# VA Attention Analysis (Problem 9, Qwen3-4B)

Goal: for the 10 exported rollout traces `problem_9_va_00..09`, compute VA-related attention numbers, pick the most distinctive trace, and plot early/mid/late-layer attention patterns with VA sentences highlighted.

Notes:
- This notebook uses existing whitebox utilities under `whitebox-analyses/attention_analysis/`.
- Attention matrices are cached to disk (default: `attn_cache/`). First run will be expensive (model forward pass), subsequent runs are fast.
- We intentionally do NOT plot all layers. We pick representative early/mid/late layers, and within each layer select the most VA-distinct head for the chosen rollout.

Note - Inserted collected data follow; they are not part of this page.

PR #730, opened 2024-03-15
Add support for oauth2 beind proxy

### LINKED ISSUE #724: Unable to run policy-bot behind a reverse-prxoy
Even if configuration states differently ([here](https://github.com/palantir/policy-bot/blob/develop/config/policy-bot.example.yml#L6-L7)), it's not possible to operate the policy-bot behind a reverse proxy.

This is caused by the wrong setup of the github authorization flow in this case.
The github default setup does create the redirect url (callback) at the end of the auth flow with the requests host header. This header is in case of a reverse-proxy set to the ip/host of that proxy.
Instead it should be the configured proxy host.

Can anyone confirm this behavior?

KnisterPeter:
This change does use the public_url config value to create the oauth2 callback url. This logic is only setup
if the config value has been set.

Closes #724

### DIFF
--- a/server/server.go
+++ b/server/server.go
@@ -218,29 +218,19 @@ func New(c *Config) (*Server, error) {
 		Base: basePolicyHandler,
 	}
 
-	oauth2Params := []oauth2.Param{
-		oauth2.ForceTLS(forceTLS),
-		oauth2.WithStore(&oauth2.SessionStateStore{
-			Sessions: sessions,
-		}),
-		oauth2.OnLogin(handler.Login(c.Github, basePath, sessions)),
-	}
-	if c.Server.PublicURL != "" {
-		u, err := url.Parse(c.Server.PublicURL)
-		if err != nil {
-			return nil, errors.Wrap(err, "failed to parse public_url")
-		}
-		u.Path = oauth2.DefaultRoute
-		oauth2Params = append(oauth2Params, oauth2.WithRedirectURL(u.String()))
-	}
-
 	// additional API routes
 	mux.Handle(pat.Get("/api/health"), handler.Health())
 	mux.Handle(pat.Put("/api/validate"), handler.Validate())
 	mux.Handle(pat.Post("/api/simulate/:owner/:repo/:number"), hatpear.Try(simulateHandler))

## Definitions (what the notebook measures)

We treat `chunks.json` as the sentence units. Let there be `N` chunks (sentences).

- VA mask (from `chunks_labeled.json`):

  $$V_i = 1 \;\;\text{iff}\;\; \texttt{verbalized\_evaluation\_awareness} \in \texttt{function\_tags}(i).$$

- Attention matrix (sentence-averaged):

  $$A \in \mathbb{R}^{N\times N},\; A_{ij} = \text{avg attention from sentence } i \to \text{sentence } j$$

- Vertical (receiver) score (as implemented by `get_vertical_scores`):
  we mask future attention and a near-diagonal band, optionally rank-normalize per row, then for each sentence index `j` aggregate attention into `j` from sufficiently later sentences. A simplified mental model is:

  $$v_j = \operatorname{mean}_{i \ge j + p} \; A_{ij} \quad (p = \texttt{proximity\_ignore})$$

- VA distinctiveness for a single head:

  $$\Delta_{VA} = \mathbb{E}[v_j\mid V_j=1] - \mathbb{E}[v_j\mid V_j=0]$$

- Rollout distinctiveness across representative layers (early/mid/late):

  $$S(\text{rollout}) = \sum_{\ell} \max_h |\Delta_{VA}(\ell, h)|$$

We select the rollout with the largest `S(rollout)` and plot the corresponding best head in each representative layer.

In [17]:
import os
import sys
import json
from pathlib import Path
import numpy as np
import pandas as pd
import matplotlib.pyplot as plt

def find_repo_root(start: Path) -> Path:
    for p in [start] + list(start.parents):
        if (p / 'whitebox-analyses').exists():
            return p
    raise RuntimeError(f'Could not find repo root from {start}')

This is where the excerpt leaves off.